● **WHAT YOU ARE ASKED TO DO**
Using the records that appear below, write out exactly the lines from the one with "thomashargrove: In this" through the one with "thomashargrove: Can we", keeping both end lines.

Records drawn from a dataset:
■ ■ ■ ■ ■ ■ ■
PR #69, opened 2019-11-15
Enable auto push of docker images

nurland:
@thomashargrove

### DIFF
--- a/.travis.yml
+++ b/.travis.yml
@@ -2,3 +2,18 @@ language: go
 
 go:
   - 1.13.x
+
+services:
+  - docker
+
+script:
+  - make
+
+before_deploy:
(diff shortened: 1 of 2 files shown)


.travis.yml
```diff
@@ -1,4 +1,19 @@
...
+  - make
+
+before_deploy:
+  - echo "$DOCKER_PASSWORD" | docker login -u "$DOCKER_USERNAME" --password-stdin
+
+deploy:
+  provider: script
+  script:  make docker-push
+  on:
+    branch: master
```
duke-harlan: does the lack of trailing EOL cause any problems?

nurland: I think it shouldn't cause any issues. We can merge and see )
■ ■ ■ ■ ■ ■ ■
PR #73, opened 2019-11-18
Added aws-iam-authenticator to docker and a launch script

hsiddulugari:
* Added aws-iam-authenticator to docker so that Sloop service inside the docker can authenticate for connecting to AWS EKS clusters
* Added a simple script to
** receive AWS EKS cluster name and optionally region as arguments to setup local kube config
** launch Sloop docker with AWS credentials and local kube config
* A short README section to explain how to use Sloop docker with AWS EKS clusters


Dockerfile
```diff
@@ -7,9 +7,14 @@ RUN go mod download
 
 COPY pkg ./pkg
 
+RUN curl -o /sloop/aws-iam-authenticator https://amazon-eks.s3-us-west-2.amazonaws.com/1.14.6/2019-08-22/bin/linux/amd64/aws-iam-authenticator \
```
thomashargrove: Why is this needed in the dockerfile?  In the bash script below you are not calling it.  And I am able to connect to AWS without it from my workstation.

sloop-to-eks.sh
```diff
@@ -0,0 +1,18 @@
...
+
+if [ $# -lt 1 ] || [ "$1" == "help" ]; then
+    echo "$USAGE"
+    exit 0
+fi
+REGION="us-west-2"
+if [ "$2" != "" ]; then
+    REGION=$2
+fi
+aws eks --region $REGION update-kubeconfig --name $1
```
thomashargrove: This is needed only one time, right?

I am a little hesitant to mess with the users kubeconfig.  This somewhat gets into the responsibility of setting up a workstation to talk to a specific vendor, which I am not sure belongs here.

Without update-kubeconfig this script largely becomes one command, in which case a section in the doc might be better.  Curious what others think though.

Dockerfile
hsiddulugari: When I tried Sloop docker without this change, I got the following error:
■ ■ ■ ■ ■ ■ ■
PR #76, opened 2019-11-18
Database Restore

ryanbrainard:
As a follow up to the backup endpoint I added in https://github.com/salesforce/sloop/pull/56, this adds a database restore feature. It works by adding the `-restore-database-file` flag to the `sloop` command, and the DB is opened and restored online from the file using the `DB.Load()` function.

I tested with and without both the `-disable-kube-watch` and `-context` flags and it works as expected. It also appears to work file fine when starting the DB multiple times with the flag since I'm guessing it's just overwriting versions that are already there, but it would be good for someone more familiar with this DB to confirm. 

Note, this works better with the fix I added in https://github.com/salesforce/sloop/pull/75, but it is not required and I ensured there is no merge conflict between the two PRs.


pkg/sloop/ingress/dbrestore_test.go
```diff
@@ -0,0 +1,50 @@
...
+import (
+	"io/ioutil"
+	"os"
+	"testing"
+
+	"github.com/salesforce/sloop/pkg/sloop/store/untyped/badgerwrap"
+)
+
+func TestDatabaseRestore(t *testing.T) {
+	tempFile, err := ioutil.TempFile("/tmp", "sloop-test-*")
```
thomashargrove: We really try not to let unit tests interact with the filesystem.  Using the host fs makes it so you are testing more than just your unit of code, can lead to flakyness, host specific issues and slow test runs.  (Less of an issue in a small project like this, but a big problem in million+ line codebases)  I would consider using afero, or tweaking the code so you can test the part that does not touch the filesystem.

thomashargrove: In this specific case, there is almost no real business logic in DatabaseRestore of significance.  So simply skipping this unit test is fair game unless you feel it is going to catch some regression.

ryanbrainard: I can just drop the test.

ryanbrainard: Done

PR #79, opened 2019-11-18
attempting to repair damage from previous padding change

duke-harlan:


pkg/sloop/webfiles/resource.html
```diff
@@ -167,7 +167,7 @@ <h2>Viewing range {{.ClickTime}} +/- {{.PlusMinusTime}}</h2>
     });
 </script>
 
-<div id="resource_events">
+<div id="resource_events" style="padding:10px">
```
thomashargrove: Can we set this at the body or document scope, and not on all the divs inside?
■ ■ ■ ■ ■ ■ ■
● **REPLY TO THE EXERCISE**
thomashargrove: In this specific case, there is almost no real business logic in DatabaseRestore of significance.  So simply skipping this unit test is fair game unless you feel it is going to catch some regression.

ryanbrainard: I can just drop the test.

ryanbrainard: Done

PR #79, opened 2019-11-18
attempting to repair damage from previous padding change

duke-harlan:


pkg/sloop/webfiles/resource.html
```diff
@@ -167,7 +167,7 @@ <h2>Viewing range {{.ClickTime}} +/- {{.PlusMinusTime}}</h2>
     });
 </script>
 
-<div id="resource_events">
+<div id="resource_events" style="padding:10px">
```
thomashargrove: Can we set this at the body or document scope, and not on all the divs inside?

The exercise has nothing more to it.